Wednesday, December 12, 2012

An Advent Icon

     In our part of Southwestern Pennsylvania we are blessed to have as friends and neighbors many in the Eastern Rite Churches, with a strong Ruethenian Byzantine Catholic presence.  Thus we know the beauty and the meaning of an icon.  In the Eastern Churches there are few if any statues.  Most of the sacred images are in the form of an icon, a painting in stylized form that portrays the heavenly mysteries.

    Today the Church celebrates the feast of a primary icon of Advent, the Blessed Virgin Mary.  Last Saturday we looked to her Immaculate Conception in the womb of Saint Anne, and embraced her as the patron of the United States of America.  Today we look at the patroness of all of the Americas in the image of Our Lady of Guadalupe.  This feast, celebrating the appearance of Mary as a young native girl with child to Juan Diego, a convert to Christianity, was an important moment in God's plan.  The fact that she appeared to a peasant, a native of the place and not to the ruling class or the upper crust was shocking.  The fact that her image was that of a native person rather than that of a Spanish maiden was even more shocking.  The fact that she appears to be carrying her child in the womb was unexpected.  All of this happened in the 1500's in Mexico.  And because of the shocking and unexpected nature of the apparition, countless people came to embrace Our Lady of Guadalupe and more importantly the Son that she brought into the world.
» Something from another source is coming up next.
PR #2229, opened 2023-06-27
Raise ValueError for implicit cases in `distribution`

### LINKED ISSUE #2221: Address functions in `distributions.py` with unexpected possible `return None`
While working on #2213, I noticed that there were a few functions in `distributions.py` which had an implicit `return None` that should not be possible.  We should update these functions so that an exception is raised instead of `None` being returned.

We'll need to check #2213 to see all of the functions.  (If I have time and the wherewithal, I'll make this update later.)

     An icon is an image.  This image of Mary presented to us is an Advent reminder that ALL are called to the Son of Mary, that ALL are equal in the eyes of God, that ALL are pregnant with hope and anticipation of salvation and new life, and that the message of the Christ is not reserved for a few but meant for ALL.  She is an invitation to life.

     The other primary icon of Advent is our friend, John, the son of Elizabeth and Zachariah, the one called the baptist.  He too points the way and makes known the savior.  He too calls us to repentance and a change of heart so that we might live in Christ.  He is an invitation to life.

     And that is what Advent is ... a time of realizing who we are in Christ, of realizing the need for repentance and conversion, and a time of hearing in our own lives and becoming for others "an invitation to life".  Thank God for these two tremendous icons of Advent.